1. **Gather Data**  
   - Place several short audio clips (e.g., 2–5 s) of different instruments—piano, violin, flute, trumpet, drums, etc.—in your `sounds/` folder.

2. **Extract Features**  
   For each clip, compute a feature vector of spectral descriptors:
   - **Spectral Centroid**  
   - **Spectral Bandwidth**  
   - **Spectral Roll-off** (e.g., 85 % energy cutoff)  
   - **Harmonic-to-Noise Ratio** (use HPSS or `librosa.effects.hpss` and compute energy ratio)  

3. **Build a Feature Matrix**  
   - Assemble an \(M\times4\) matrix, where \(M\) is the number of clips and each column is one of the four features.

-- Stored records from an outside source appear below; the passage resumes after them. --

PR #303, opened 2021-04-26
Add RRP dAPI server

bbenligiray:
A dAPI server POC, essentially a contract that everyone can use to create dAPIs. It's highly opinionated regarding the aggregation because I couldn't come up with an actually modular way (for example how do you reduce all fulfillments with mean but every other fulfillment with median)


packages/protocol/contracts/dapis/CustomReducer.sol
```diff
@@ -0,0 +1,255 @@
+// SPDX-License-Identifier: MIT
```
bbenligiray, line 1: Just copy pasted stuff to see how large it was going to be

packages/protocol/contracts/dapis/rrpDapiServer.sol
```diff
@@ -0,0 +1,76 @@
...
+        airnodeRrp = AirnodeRrp(_airnodeRrp);
+    }
+
+    function makeDapiRequest(bytes32 dapiId)
+        external
+    {
+        DapiParameters storage dapiParameters = dapiIdToParameters[dapiId];
+        require(dapiParameters.reduceAddress == msg.sender);
+        for (uint i = 0; i < dapiParameters.templateIds.length; i++) {
+            bytes32 requestId = airnodeRrp.makeRequest(
```
bbenligiray, line 34: This should probably use `delegatecall` to allow dAPI requesters to use their own designated wallets

packages/protocol/contracts/dapis/rrpDapiServer.sol
```diff
@@ -0,0 +1,76 @@
...
+            dapiRequestIndexToResponses[dapiRequestIndex].push(decodedData);
+            uint256 responsesLength = dapiRequestIndexToResponses[dapiRequestIndex].length;
+            DapiParameters storage dapiParameters = dapiIdToParameters[dapiRequestIndexToDapiId[dapiRequestIndex]];
+            if (
+                responsesLength % 2 == 1
+                    && responsesLength >= dapiParameters.minResponsesToReduce
+                )
+            {
+                int256 reducedValue = reduceInPlace(dapiRequestIndexToResponses[dapiRequestIndex]);
+                dapiParameters.reduceAddress.call(  // solhint-disable-line
```
bbenligiray, line 70: dAPI callbacks :ok_hand:

packages/protocol/contracts/dapis/rrpDapiServer.sol
```diff
@@ -0,0 +1,76 @@
...
+
+    constructor(address _airnodeRrp) {
+        airnodeRrp = AirnodeRrp(_airnodeRrp);
+    }
+
+    function makeDapiRequest(bytes32 dapiId)
+        external
+    {
+        DapiParameters storage dapiParameters = dapiIdToParameters[dapiId];
+        require(dapiParameters.reduceAddress == msg.sender);
```
sassmilic, line 32: So this contract is called by the dAPI/aggregator contract?

sassmilic:
So, just so I understand: `rrpDapiServer.sol` functions are called by the dAPI/aggregator when it wants to make requests?

This means the dAPI/aggregator is in charge of:
- the implementation of the aggregation function
- storing the result of the aggregation

Anything else?

packages/protocol/contracts/dapis/rrpDapiServer.sol
bbenligiray: This contract is called by a price data feed contract or a prediction market for example, so essentially like an Airnode client contract

bbenligiray:
`rrpDapiServer.sol` is called by the client. Implementation of the aggregation is implemented inside `rrpDapiServer.sol` under `CustomReducer.sol`. `rrpDapiServer.sol` only keeps individual responses (and will overwrite them after a period of time), the client is responsible with storing the result of the aggregation.

sassmilic:
@bbenligiray check my latest commit. It's some pretty simple modulo arithmetic + an added mapping to handle limited storage/memory. If you have any questions, lemme know.

packages/protocol/contracts/RequesterStore.sol
```diff
@@ -25,6 +25,14 @@ contract RequesterStore is IRequesterStore {
         _;
     }
 
+    function isEndorsed(uint256 requesterIndex, address addr)
```
bbenligiray, line 28: This is not needed because `requesterIndexToClientAddressToEndorsementStatus` is `public`

packages/protocol/contracts/dapis/rrpDapi.sol
```diff
@@ -2,13 +2,91 @@
...
 
 // A stub for an RRP dAPI contract
 // When the user wants to deploy a dAPI contract, they inherit the specific
 // reducer contract such as:
 //       contract myRrpDapi is rrpDapi, Median {
 //           // Any specific implementation required
 //       }
-abstract contract rrpDapi is Reducer {
-    // TODO: Implement
+abstract contract RrpDapi is Reducer {
```
bbenligiray, line 13: I initially created this `RrpDapi` contract, then implemented `RrpDapiServer` instead. We don't need a proxy contract to store the reduced answers in storage because the user may not need that. If they do, they implement this in their contract. This overwriting scheme should be implemented at `RrpDapiServer` to overwrite individual responses, as that is the main source of storage gas costs, not the reduced response.

packages/protocol/contracts/dapis/rrpDapiServer.sol
```diff
@@ -0,0 +1,117 @@
...
+        uint256 requesterIndex,
+        bytes32[] calldata templateIds,
+        address[] calldata designatedWallets,
+        address reduceAddress,
+        bytes4 reduceFunctionId
+    )
+        external
+        returns (uint256 dapiId)
+    {
+      dapiIdToParameters[nextDapiID] = DapiParameters(
```
bbenligiray, line 43: I wonder how expensive it would be to compute `dapiId` by taking a has of its parameters. Otherwise, you will have to make a transaction to register a dAPI and then wait enough confirmations to know that your dAPI index will not change.

packages/protocol/contracts/dapis/rrpDapiServer.sol
```diff
@@ -0,0 +1,117 @@
...
+        uint256 requesterIndex;
+        bytes32[] templateIds;
+        address[] designatedWallets;
+        address reduceAddress;
+        bytes4 reduceFunctionId;
+        }
+    
+    AirnodeRrp public airnodeRrp;
+    mapping(uint256 => DapiParameters) private dapiIdToParameters;
+    uint256 public nextDapiID = 1;
```
bbenligiray, line 20: I tend to refer to `bytes32` identifiers as "ID" and number-type identifiers as "index"

packages/protocol/contracts/dapis/rrpDapi.sol
```diff
@@ -2,13 +2,91 @@
...
+
+    RrpDapiServer public rrpDapiServer;
+
+    uint256 public immutable maxAnswersInStorage;
```
bbenligiray, line 17: This is not practical. If I'm a prediction market, I don't want any kind of upper limit to my active requests if I can avoid it. This becomes for of a problem when you're overwriting individual responses in `RrpDapiServer` because then you would be sharing this limit with everyone else.

packages/protocol/contracts/dapis/rrpDapi.sol
```diff
@@ -2,13 +2,91 @@
...
+      // +1 is added to the modulo to prevent 0 values
+      uint256 answerMod = nextAnswerId % maxAnswersInStorage + 1;
+      
+      // delete stale answer in storage
+      delete requestIndexToAnswerIdMod[answerIdModToRequestIndex[answerMod]];
+      
+      requestIndexToAnswerIdMod[requestIndex] = answerMod;
+      answerIdModToRequestIndex[answerMod] = requestIndex;
+      
+      answerId = nextAnswerId++;
```
bbenligiray, line 78: I'm having difficulty understanding what's happening here because names are confusing

packages/protocol/contracts/dapis/rrpDapi.sol
```diff
@@ -2,13 +2,91 @@
...
+      // reverts if requester is not endorsed
+      uint256 requestIndex = rrpDapiServer.makeDapiRequest(dapiId, requesterIndex);
+
+      // +1 is added to the modulo to prevent 0 values
+      uint256 answerMod = nextAnswerId % maxAnswersInStorage + 1;
+      
+      // delete stale answer in storage
+      delete requestIndexToAnswerIdMod[answerIdModToRequestIndex[answerMod]];
+      
+      requestIndexToAnswerIdMod[requestIndex] = answerMod;
```
bbenligiray, line 75: This writes to an unwritten storage location for each request. This is in general is not more efficient than keeping the answers in an infinitely growing array.

packages/protocol/contracts/RequesterStore.sol
sassmilic: oh i thought it wasn't for some reason ...

packages/protocol/contracts/dapis/rrpDapiServer.sol
sassmilic: I thought it would be too expensive without any upside, that's why I changed it.

> to know that your dAPI index will not change

Why would it change?

packages/protocol/contracts/dapis/rrpDapi.sol
sassmilic: Why not? You can estimate how many requests you'll make in, say, a day, and then use that to create a limit (if desired).

packages/protocol/contracts/dapis/rrpDapi.sol
sassmilic: I think the only confusing thing is `answerIdModToRequestIndex` which is the _modulo_ of the answer ID, which maps to the corresponding request ID.

packages/protocol/contracts/dapis/rrpDapi.sol
sassmilic: Even if you delete the previous one? Are you 100% sure?

sassmilic: If so, I can still implement a constant storage, it's similar to this algorithm: https://www.geeksforgeeks.org/how-to-delete-an-element-from-the-set-by-passing-its-value-in-c/

packages/protocol/contracts/dapis/rrpDapi.sol
sassmilic: Also, there is the possibility for an expiry date implementation. But I think it has similar usefulness but is more complicated to implement.

packages/protocol/contracts/RequesterStore.sol
bbenligiray: I think it needs to be added to the interface as an external method

packages/protocol/contracts/dapis/rrpDapiServer.sol
bbenligiray: The transactions may be reordered if multiple dAPIs are being created in a short period. I'm not sure how much more expensive it would be, probably not that much.

packages/protocol/contracts/dapis/rrpDapi.sol
bbenligiray: What if you need to exceed the limit, you close up shop? That's not nice. I think expiry date is required and it's complexity would be justified if it was being used to overwrite individual reponses and not only the reduced response.

packages/protocol/contracts/dapis/rrpDapi.sol
bbenligiray: What can I say I'm easily confused ¯\_(ツ)_/¯

packages/protocol/contracts/dapis/rrpDapi.sol
bbenligiray: `requestIndex` is constantly being incremented so yeah. The main point is that overwriting the reduced answer is not worth it due to these overheads, this needs to be done for individual responses.

bbenligiray: Also this should be implemented with the assumption that `delete` won't refund gas due to EIP-3300

sassmilic: I'm not sure I understand your point about overhead? Writing to allocated, fixed-sized storage will be more gas efficient then an ever-increasing storage array.

packages/protocol/contracts/dapis/rrpDapiServer.sol
```diff
@@ -0,0 +1,117 @@
...
+        templateIds,
+        designatedWallets,
+        reduceAddress,
+        reduceFunctionId
+      );
+      dapiId = nextDapiID++;
+    }
+
+
+    function makeDapiRequest(uint256 dapiId, uint256 requesterIndex)
```
bbenligiray, line 56: This should include a `bytes parameters` argument that gets used in all `makeRequest`s

sassmilic: yea, i think it was empty as a TODO

sassmilic:
@bbenligiray Okay, I've thought about this for several hours (long, deep think).

There's no way to overwrite request indices; i.e. `dapiRequestIndexToResponses` and `dapiRequestIndexToDapiId` will grow indefinitely.

(Actually: to be technical, there is, but it requires an additional array in storage and then reading from that array in ways that are most likely more expensive than simple writing a value to storage in the first place).

**However**: if the dAPI contracts were to implement the server functionality on their own (or inherit from an abstract contract that does that) then you would considerably save gas on storage because all mappings would be limited in size.

This is mainly due to the fact that the current answer ID and what's referred to as the `dapiRequestIndex` in the server contract, would be the exact same number. I would be able to utilize the same modulo arithmetic technique for maintaining fixed-sized storage (by way of re-writing to a fixed-size array).

Further, the need for `dapiRequestIndexToDapiId` would be eliminated.

---

So, to summarize, under this proposed change (i.e. central dapi server contract -> dapis implementing/inheriting server functionality), you would:
- eliminate `dapiIdToParameters`
- eliminate `dapiRequestIndexToDapiId`
- change `requestIdToDapiRequestIndex` to fixed-sized / overwrite-able storage
- change `dapiRequestIndexToResponses` to fixed-sized / overwrite-able storage

If my explanation doesn't make sense, I can explain in a call.

packages/protocol/contracts/dapis/rrpDapiServer.sol
sassmilic: Is it reasonable to assume all templates would use the same parameters?

packages/protocol/contracts/dapis/rrpDapi.sol
bbenligiray: > Writing to allocated, fixed-sized storage will be more gas efficient then an ever-increasing storage array.

Only if you don't have to write additional stuff (timestamp to check expiry for example) to storage to make sure that you're not overwriting answers you shouldn't overwrite. If it's a data feed and you're overwriting an `int256` then it will be very gas efficient.

packages/protocol/contracts/dapis/rrpDapiServer.sol
bbenligiray: You are asking if it should be `bytes` or `bytes[]` right? Even if different endpoints may require differently formatted parameters I don't think it's feasible to specify parameters for each request. Then, the Airnodes should be expected to accept request-time parameters in the same format (so `bytes`).

bbenligiray:
I can do a call tomorrow. My initial thought is that the UX hit of inheriting the server contract is not worth it to be able to overwrite the reduction result.

package.json
```diff
@@ -3,7 +3,7 @@
   "version": "0.0.1",
   "license": "MIT",
   "engines": {
-    "node": "^12.13.1"
+    "node": "^14.16.0"
```
bbenligiray, line 6: Run these to do this change on your machine
```
nvm install 14.16.1
nvm alias default 14.16.1
```

packages/protocol/contracts/dapis/RrpDapiServer.sol
```diff
@@ -0,0 +1,178 @@
+// SPDX-License-Identifier: MIT
+pragma solidity 0.8.4;
+
+import "../AirnodeRrp.sol";
+import "./reducers/MeanMedianHybrid.sol";
```
bbenligiray, line 5: I removed `CustomReducer.sol` because reducers will only be deployed once so no need to optimize contract size

packages/protocol/contracts/dapis/RrpDapiServer.sol
```diff
@@ -0,0 +1,178 @@
...
+
+contract RrpDapiServer is MeanMedianHybrid {
+    struct Dapi {
+        uint256 noResponsesToReduce;
```
bbenligiray, line 9: dAPI reduces responses only once, when there are this many responses

packages/protocol/contracts/dapis/RrpDapiServer.sol
```diff
@@ -0,0 +1,178 @@
...
+        int256 toleranceInPercentages;
+        uint256 requesterIndex;
+        bytes32[] templateIds;
+        address[] designatedWallets;
+        address reduceAddress;
+        bytes4 reduceFunctionId;
+        mapping(uint256 => int256[]) requestIndexToResponses;
+        mapping(uint256 => uint256) requestIndexToResponsesLength;
```
bbenligiray, line 17: Before, we were using `.push()`, using `.length` for the array length and calling `delete` when we no longer needed it. Now, we're keeping a separate length variable for each dAPI request and incrementing/resetting it manually.

packages/protocol/contracts/dapis/RrpDapiServer.sol
```diff
@@ -0,0 +1,178 @@
...
+        uint64 nextRequestIndex;
+        uint64 requestIndexResetCount;
+        address requestIndexResetter;
```
bbenligiray, line 20: This is the "owner" of the dAPI, authorized to reset its request indices, which invalidates all previous requests. That didn't sound right when I wrote it.

bbenligiray: Yeah this will need a rework

packages/protocol/contracts/dapis/RrpDapiServer.sol
```diff
@@ -0,0 +1,178 @@
...
+        }
+    
+    struct DapiRequestIdentifiers {
+        bytes16 dapiId;
+        uint64 dapiRequestIndex;
+        uint64 dapiRequestIndexResetCountAtRequestTime;
+        }
```
bbenligiray, line 27: This was what I was referring to by optimizing storage by packing them into structs. The `Dapi` struct above has a lot of room for optimization for example.

packages/protocol/contracts/dapis/RrpDapiServer.sol
```diff
@@ -0,0 +1,178 @@
...
+      dapiId = bytes16(keccak256(abi.encodePacked(
+          noResponsesToReduce,
+          toleranceInPercentages,
+          requesterIndex,
+          templateIds,
+          designatedWallets,
+          reduceAddress,
+          reduceFunctionId,
+          requestIndexResetter
+          )));
```
bbenligiray, line 68: I'm pretty sure this is very cheap. Note that I'm using half of the hash for identification because I want to pack into a 32 byte struct.

packages/protocol/contracts/dapis/RrpDapiServer.sol
```diff
@@ -0,0 +1,178 @@
...
+    function resetDapiRequestIndex(bytes16 dapiId)
+        external
+    {
+        Dapi storage dapi = dapis[dapiId];
+        require(
+            msg.sender == dapi.requestIndexResetter,
+            "Caller not resetter"
+            );
+        dapi.nextRequestIndex = 1;
+        dapi.requestIndexResetCount++;
```
bbenligiray, line 89: This invalidates all dAPI requests made when `requestIndexResetCount` was lower

packages/protocol/contracts/dapis/RrpDapiServer.sol
```diff
@@ -0,0 +1,178 @@
...
+        )
+        external
+        returns (uint64 currDapiRequestIndex)
+    {
+        Dapi storage dapi = dapis[dapiId];
+        currDapiRequestIndex = dapi.nextRequestIndex++;
+        dapi.requestIndexToResponsesLength[currDapiRequestIndex] = 0;
+        if (dapi.requestIndexToResponses[currDapiRequestIndex].length == 0) {
+            dapi.requestIndexToResponses[currDapiRequestIndex] = new int256[](dapi.noResponsesToReduce);
+        }
```
bbenligiray, line 104: We allocate the memory once, then reuse it with each dAPI request index reset

packages/protocol/contracts/dapis/RrpDapiServer.sol
```diff
@@ -0,0 +1,178 @@
...
+        require(
+            airnodeRrp.requesterIndexToClientAddressToEndorsementStatus(dapi.requesterIndex, msg.sender),
+            "Caller not endorsed"
+            );
+        for (uint i = 0; i < dapi.templateIds.length; i++) {
+            (bool success, bytes memory returnedData) = address(airnodeRrp).delegatecall(abi.encodeWithSelector( // solhint-disable-line
```
bbenligiray, line 110: Muh delegatecall

packages/protocol/contracts/dapis/RrpDapiServer.sol
```diff
@@ -0,0 +1,178 @@
...
+                this.fulfill.selector,
+                parameters
+                ));
+            require(success, "Request unsuccessful"); // This will never happen if AirnodeRrp is valid
+            bytes32 requestId = abi.decode(returnedData, (bytes32));
+            airnodeRequestIdToDapiRequestIdentifiers[requestId] = DapiRequestIdentifiers({
+                dapiId: dapiId,
+                dapiRequestIndex: uint64(currDapiRequestIndex),
+                dapiRequestIndexResetCountAtRequestTime: dapi.requestIndexResetCount
+                });
```
bbenligiray, line 125: This is where we're storing gas by packing the struct

packages/protocol/contracts/dapis/RrpDapiServer.sol
```diff
@@ -0,0 +1,178 @@
...
+        require(
+            dapiRequestIdentifiers.dapiRequestIndex != 0,
+            "Request ID invalid"
+            );
+        if (statusCode == 0) {
+            Dapi storage dapi = dapis[dapiRequestIdentifiers.dapiId];
+            require(
+                dapiRequestIdentifiers.dapiRequestIndexResetCountAtRequestTime == dapi.requestIndexResetCount,
+                "Request stale"
+                );
```
bbenligiray, line 150: dAPI owner has reset the dAPI request indices after this dAPI request has been made

packages/protocol/contracts/dapis/RrpDapiServer.sol
```diff
@@ -0,0 +1,178 @@
...
+            uint256 responsesLength = dapi.requestIndexToResponsesLength[dapiRequestIdentifiers.dapiRequestIndex];
+            
+            if (responsesLength < dapi.noResponsesToReduce) {
+                int256 decodedData = abi.decode(data, (int256));
+                dapi.requestIndexToResponses[dapiRequestIdentifiers.dapiRequestIndex][responsesLength] = decodedData;
+                dapi.requestIndexToResponsesLength[dapiRequestIdentifiers.dapiRequestIndex] = ++responsesLength;
```
bbenligiray, line 156: This is what I mean by "manually keeping response array length"

packages/protocol/contracts/dapis/RrpDapiServer.sol
```diff
@@ -0,0 +1,178 @@
...
+                    else {
+                        reducedValue = computeMeanMedianHybridInPlace(dapi.requestIndexToResponses[dapiRequestIdentifiers.dapiRequestIndex], dapi.toleranceInPercentages);
+                    }
+                    (bool success, ) = dapi.reduceAddress.call(abi.encodeWithSelector( // solhint-disable-line
+                        dapi.reduceFunctionId,
+                        dapiRequestIdentifiers.dapiId,
+                        dapiRequestIdentifiers.dapiRequestIndex,
+                        reducedValue
+                        ));
+                    require(success, "Reduce callback unsuccessful");
```
bbenligiray, line 172: I'm not sure if we should `require()` this. Probably.

packages/protocol/contracts/dapis/SamplePriceDataFeed.sol
```diff
@@ -0,0 +1,55 @@
+// SPDX-License-Identifier: MIT
```
bbenligiray, line 1: ezpz lemon squeezy data feed

packages/protocol/contracts/dapis/reducers/Mean.sol
```diff
@@ -1,22 +1,18 @@
...
-import "./Reducer.sol";
-
 /// @title Mean reduction contract
 /// @notice Mean reduction result can be skewed even with a single misreport.
 /// Therefore, it should either be used in special circumstances or as a part
 /// of a more complex reduction method such as MeanMedianHybrid.sol.
 /// @dev Note that there is a potential for overflow while summing large enough
 /// values. If that is a probability, use Median.sol instead.
-contract Mean is Reducer {
+contract Mean {
```
bbenligiray, line 10: Decided against implementing these as a general `Reducer` contract

packages/protocol/contracts/dapis/RrpDapiServer.sol
sassmilic: nit: when I first read this variable name, i thought it said "no responses to reduce" and that it was a boolean. why not opt for something like `requiredMin`

packages/protocol/contracts/dapis/RrpDapiServer.sol
sassmilic: Does it have to be as granular as `requestIndex`?

Won't dAPIs always require the same number of responses for aggregation? And this is a parameter in the `Dapi` struct.

packages/protocol/contracts/dapis/RrpDapiServer.sol
sassmilic: Yea, I was thinking of discussing this with you. Figuring out things like: max number of dAPIs, max number of requests, etc. In order to potentially change ints/uints to smaller types.

packages/protocol/contracts/dapis/RrpDapiServer.sol
sassmilic: What do you mean by "I'm using half of the hash for identification"?

packages/protocol/contracts/dapis/RrpDapiServer.sol
sassmilic: I'm not sure what you mean ... like, what happens to pending requests when the index is reset?

packages/protocol/contracts/dapis/RrpDapiServer.sol
sassmilic: You could instead track the last index before reset, then you could reconstruct the index of the previous requests (for a short period of time), if that makes sense.

packages/protocol/contracts/dapis/RrpDapiServer.sol
sassmilic: nice

packages/protocol/contracts/dapis/SamplePriceDataFeed.sol
sassmilic: yea, i like this. it makes sense to have the requester reset storage, cuz they know when requests get made/fulfilled

sassmilic: what happens if `makeDapiRequest` is called again before the last request gets processed? it just gets "overwritten", and that doesn't matter since the price feed is concerned with the most up-to-date responses?

packages/protocol/contracts/dapis/RrpDapiServer.sol
bbenligiray: Yeah I know you don't like no- as in "number of". I actually scratched my head a bit looking for an alternative. `requiredMin` is definitely worse. I think we can keep it as placeholder and replace it when we come up with a better name.

packages/protocol/contracts/dapis/RrpDapiServer.sol
bbenligiray: So if `noResponsesToReduce` for a dAPI is `7`, `requestIndexToResponses[dapiId][*].length` will always be `7`. Then, we need a separate counter to keep how many responses we have received because we no longer can use the response length as the counter as we did before. Refer to how it is used in `fulfill()`.

packages/protocol/contracts/dapis/RrpDapiServer.sol
bbenligiray: Any fulfillments by Airnodes will revert. I thought about this a bit and maybe it's fine. Do a full review and let's have a call about it for real this time.

packages/protocol/contracts/dapis/RrpDapiServer.sol
bbenligiray: Can be left to last imo

packages/protocol/contracts/dapis/RrpDapiServer.sol
bbenligiray: `keccak256()` returns a `bytes32`. I typecast it as `bytes16`, essentially throwing half of it away. Now it is a lot more likely for dAPI IDs to collide, but still unlikely enough.

packages/protocol/contracts/dapis/RrpDapiServer.sol
bbenligiray: Would need to see implementation. I couldn't come up with a feasible alternative.

packages/protocol/contracts/dapis/RrpDapiServer.sol
bbenligiray: https://github.com/api3dao/airnode/pull/303/files#r624727056

packages/protocol/contracts/dapis/SamplePriceDataFeed.sol
bbenligiray: The Airnode fulfillments to the previous request will get reverted, meaning that we will not receive a reduce callback from them.
> it just gets "overwritten", and that doesn't matter since the price feed is concerned with the most up-to-date responses?

Yes

packages/protocol/contracts/dapis/RrpDapiServer.sol
```diff
@@ -0,0 +1,178 @@
+// SPDX-License-Identifier: MIT
+pragma solidity 0.8.4;
+
+import "../AirnodeRrp.sol";
+import "./reducers/MeanMedianHybrid.sol";
+
+contract RrpDapiServer is MeanMedianHybrid {
+    struct Dapi {
+        uint256 noResponsesToReduce;
+        int256 toleranceInPercentages;
```
sassmilic, line 10: This can be negative?

packages/protocol/contracts/dapis/RrpDapiServer.sol
```diff
@@ -0,0 +1,178 @@
...
+        bytes16 dapiId,
+        bytes calldata parameters
+        )
+        external
+        returns (uint64 currDapiRequestIndex)
+    {
+        Dapi storage dapi = dapis[dapiId];
+        currDapiRequestIndex = dapi.nextRequestIndex++;
+        dapi.requestIndexToResponsesLength[currDapiRequestIndex] = 0;
+        if (dapi.requestIndexToResponses[currDapiRequestIndex].length == 0) {
```
sassmilic, line 102: When would this not be 0?

packages/protocol/contracts/dapis/RrpDapiServer.sol
```diff
@@ -0,0 +1,178 @@
...
+            dapi.requestIndexToResponses[currDapiRequestIndex] = new int256[](dapi.noResponsesToReduce);
```
sassmilic, line 103: Do you have to create a new array? Can't you just reinsert into the same array?

packages/protocol/contracts/dapis/RrpDapi.sol
```diff
@@ -0,0 +1,85 @@
+// SPDX-License-Identifier: MIT
```
sassmilic, line 1: I think this file needs to be deleted.

packages/protocol/contracts/dapis/SamplePriceDataFeed.sol
```diff
@@ -0,0 +1,55 @@
...
+// A sample price data feed implemented as a dAPI client
+contract SamplePriceDataFeed {
+    RrpDapiServer public rrpDapiServer;
+    bytes16 public latestDapiId;
+    int256 public latestAnswer;
+
+    constructor (address _rrpDapiServer)
+    {
+        rrpDapiServer = RrpDapiServer(_rrpDapiServer);
+    }
```
sassmilic, line 15: I believe `registerDapi` should go in here as well.

packages/protocol/contracts/dapis/RrpDapiServer.sol
sassmilic: Oh, wait, that is what's happening right? You allocate an array of length `dapi.noResponsesToReduce` and then just rewrite to it?

sassmilic (commented):
Looks pretty good to me! I left a couple of comments/questions.

packages/protocol/contracts/dapis/RrpDapiServer.sol
bbenligiray: No, fixed.

packages/protocol/contracts/dapis/SamplePriceDataFeed.sol
bbenligiray: Let's cover that stuff in following PRs

packages/protocol/contracts/dapis/RrpDapiServer.sol
bbenligiray: Yep

packages/protocol/contracts/dapis/RrpDapiServer.sol
bbenligiray: If `currDapiRequestIndex` is being used for the first time so the memory is not allocated yet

4. **Cluster with K-Means**  
   - Use scikit-learn’s `KMeans` to partition the feature matrix into \(K\) clusters (choose \(K\) equal to the number of instrument types you have).
   - Examine the cluster labels and see which instruments are grouped together.

5. **Visualize**  
   - Create 2D scatter plots of feature pairs (e.g., centroid vs. bandwidth, roll-off vs. H/N ratio), coloring points by their cluster assignment.
   - Optionally, reduce to 2 D with PCA and plot the clusters in PCA space.

6. **Interpret**  
   - Do the clusters make sense perceptually?  
   - Which features were most discriminative?  
   - How would you refine your feature set or clustering parameters?

> **Bonus:** Try another clustering algorithm (e.g., DBSCAN or Agglomerative Clustering) and compare the results!